According to the present invention, a battery system using a sodium-sulfur battery is housed in a container made of a heat insulating material, and a ventilation device is installed in the container, so that the temperature inside the container is adjusted. This makes it possible to adjust the temperature of the sodium-sulfur battery by controlling the amount of heat released from the heat insulating container. Therefore, it is possible to perform high-output operation and obtain stable discharge and charge efficiency that is not affected by the external temperature.

[Brief description of drawings]

FIG. 1 is a cross-sectional view showing an example of a battery system.

2A and 2B are graphs showing a change in the value of electric power at each operation stage during rated operation, a graph showing a change in the value of voltage in FIG. 2, and a temperature inside the container and a temperature inside the module battery. It is a graph which shows the change of.
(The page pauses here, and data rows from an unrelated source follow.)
PR #545, opened 2026-08-26
feat(sentry): add a Sentry plugin for framework lifecycle observability

### LINKED ISSUE #544: Sentry plugin for framework lifecycle observability
## Summary

Add Sentry support as a published plugin. Following the direction in the thread, this is a
plugin rather than an integration, since Sentry only observes framework lifecycles and does not
own routes or application APIs.

Two entry points:

- `sentryPlugin()` for Farm event mapping and build behavior
- `registerSentry()` for early runtime initialization

## sentryPlugin()

```ts
import { defineConfig } from "@farm.js/core";
import { sentryPlugin } from "@farm.js/plugin-sentry";

export default defineConfig({
  plugins: [
    sentryPlugin({
      dsn: process.env.SENTRY_DSN,
      environment: process.env.NODE_ENV,
      tracesSampleRate: 0.1,
      sendDefaultPii: false,
    }),
  ],
});
```

Hook mapping:

| Hook | Behavior |
| --- | --- |
| `runtime.start` | initialize the SDK for the server runtime |
| `runtime.context` | open a per request scope and expose the trace id |
| `runtime.before` / `runtime.after` | open and close the request span |
| `runtime.error` | `captureException` with route and request context |
| `render.before` / `render.html` | render spans |
| `build.configure` | enable source maps on the Nitro config |
| `build.after` | upload source maps and create the release |
| `runtime.close` | flush pending events |

`client` covers browser errors and performance later, once the server side is settled.

Defaulting `sendDefaultPii` to false, since error events can carry request headers and user data.

## registerSentry()

```ts
// src/instrumentation.ts
import { registerSentry } from "@farm.js/plugin-sentry";

export const register = registerSentry({ dsn: process.env.SENTRY_DSN });
```

This exists because the Node SDK has to load before the rest of the app so its auto
instrumentation can patch modules correctly. Plugin `setup` cannot guarantee that ordering.

## Runtime support

Node presets first. `FarmInstrumentationContext` already reports `runtime` as `nodejs`, `edge`
or `bun`, so the plugin can gate on that and no new convention is needed.

Edge comes later as separate work. `@sentry/node` does not run on Cloudflare Workers,
`@sentry/cloudflare` is the supported SDK there, and there is an open report of workerd export
conditions resolving to `@sentry/node` and pulling `node:*` built-ins into the Worker bundle
(getsentry/sentry-javascript#20038).

## Notes

- Serverless hosts do not always give a clean shutdown, so on those presets the plugin flushes
  at the end of the request instead of relying on `runtime.close`.
- SDK init stays out of `setup`, since `setup` can run in a build manager and again in a
  deployed runtime and needs to stay deterministic.
- The `runtime.context` key will be namespaced, since duplicate top level context keys fail the
  request.

## Open

- Package name, `@farm.js/plugin-sentry` based on the `farm-plugin-*` convention in the plugin
  docs. Happy to use something else.
- Whether this should stay separate from `@farm.js/otel` or share anything with it.

kira-1011:
Closes #544.

Adds `@farm.js/sentry`, a framework plugin for Sentry error reporting and request tracing. `sentryPlugin()` maps Farm's runtime and build lifecycles, while `registerSentry()` initializes the Node SDK early from `src/instrumentation.ts` so automatic instrumentation can attach before the application loads.

## Hook mapping

| Hook | Behavior |
| --- | --- |
| `runtime.start` | initializes the SDK safely and subscribes to Farm's unfiltered internal error stream |
| `runtime.context` | reuses the active Sentry request span, or creates a fallback transaction |
| `runtime.after` | records response status and closes plugin-owned spans |
| `runtime.error` | captures failures that escape the request pipeline |
| `runtime.close` | unsubscribes and flushes |
| `build.configure` | enables source maps when requested |

Internally handled failures such as render errors never reach `runtime.error`, so the plugin also observes Farm error events. Deduplication is shared across plugin instances but expires after the current event-loop turn, preventing duplicate captures without permanently suppressing a reused `Error` object. Thrown primitive values use the same short-lived deduplication window. The internal subscription bypasses application event filters without changing the user's observability configuration.

The plugin accepts an injected SDK through `sdk`, or loads the optional `@sentry/node` peer through a literal dynamic import so serverless bundlers include it. Missing or broken monitoring never prevents the application from starting or shutting down. Request, runtime-shutdown, and instrumentation-shutdown flushes share one protected path that contains rejected promises and synchronous SDK failures. PII remains disabled by default, route patterns keep span names low-cardinality, and response flushing is available for short-lived hosts.

## Verification

- 47 Sentry plugin tests
- 19 core observability and development tracing tests
- package type-check and build
- formatting and lint checks

The package is included in `bump.config.ts`. Edge and Bun SDK support remain separate work.

## Documentation

- adds a dedicated `/docs/plugins/sentry` guide covering installation, DSN configuration, early instrumentation, serverless flushing, SDK injection, options, source maps, and runtime support
- organizes `Plugin Ecosystem` into `Official Plugins` (`Sentry`) and `Plugin Authoring` (`Create a Plugin`, `Client Plugin API`) sidebar groups
- adds the Sentry brand icon and updates generated route types


Kinfe123 (changes requested):
Thanks for working on this. I think a plugin is the right place for Sentry, and the overall direction looks good.

A few things should be fixed before merging:

1. `startInactiveSpan` never becomes active, so automatic HTTP and database spans will not be connected to the request trace.
2. `@sentry/node` is not declared as a dependency. If it is missing or broken, the plugin silently does nothing. I think it needs a peer dependency, a real SDK test, and a clear error.
3. The documented setup can call `Sentry.init()` twice through `registerSentry` and `runtime.start`.
4. `flushOnResponse` does not run when the request throws, which can lose exceptions on serverless hosts.
5. `sourceMaps: true` only generates maps. It does not upload them to Sentry, so the README currently promises more than the option provides.

I would also rename `client` to `sdk`, make sure observability filters cannot hide errors from the plugin, and add the package to `bump.config.ts`. Once these are addressed, I think this will be a useful addition.

kira-1011:
Thanks, all five were right. Pushed in 0794f5d8.

**1. Active span.** The plugin now takes the span the SDK already opened, through `getActiveSpan`
and `getRootSpan`, and renames it with `updateSpanName`. It only starts its own span when nothing
is active, and only ends spans it created, so the SDK keeps ownership of its own. Automatic HTTP
and database spans stay nested under the request now.

**2. `@sentry/node`.** Declared as an optional peer dependency. When a `dsn` is set and nothing
resolves, it throws with an actionable message instead of reporting nothing. I also added the SDK
as a dev dependency and a test that asserts every function the plugin calls exists on the real
module, so an upstream rename fails here rather than showing up as missing data.

**3. Double init.** `initSentryOnce` checks `getClient()` first, so `registerSentry` and
`runtime.start` cannot both initialize. It also leaves an application's own `Sentry.init` alone.

**4. `flushOnResponse` on failure.** Now flushed from `runtime.error` too. You were right that a
failing request never reaches `runtime.after`.

**5. Source maps.** The README now says plainly that the option generates maps and does not upload
them, and that uploading from the build is not implemented.

Also done: renamed `client` to `sdk`, added the package to `bump.config.ts`, and the observability
point. That one was a real hole. `shouldEmitFarmEvent` checks the `events` allowlist before
handlers run, so an app narrowing it for logging would have silently stopped errors from reaching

3A and 3B are graphs showing changes in the value of electric power at each operation stage during double output operation, FIG. 3B is a graph showing changes in the value of voltage, and FIG. 3 is a graph showing changes in temperature of the.

[Explanation of symbols]

1 ... Battery system, 2 ... Module battery, 3 ...
・ Sodium-sulfur battery, 4 ... Vacuum insulation container, 5 ... Container, 6 ... Exhaust fan, 7 ... Intake fan, 8 ... Control computer, 9 ... Voltage / current monitoring means 10 ... Module battery temperature monitoring means, 11 ... In-container temperature monitoring means,
12 ... AC / DC converter.

Claims (3)

[Claims] 1. A method of operating a battery system using a sodium-sulfur battery, wherein a discharging stage and a charging stage are repeated with a rest stage interposed therebetween, the method comprising: a plurality of sodium-sulfur batteries, A battery system comprising a plurality of module batteries connected in series and parallel to each other is housed in a container made of a heat insulating material, and the temperature inside the container is adjusted by a ventilation device provided in the container. A method of operating a battery system using a sulfur battery. 2. The method for operating a battery system using a sodium-sulfur battery according to claim 1, wherein the ventilation device is an intake fan and an exhaust fan. 3. The method of operating a battery system using a sodium-sulfur battery according to claim 1, wherein the ventilation device is an intake fan and a ventilation hole.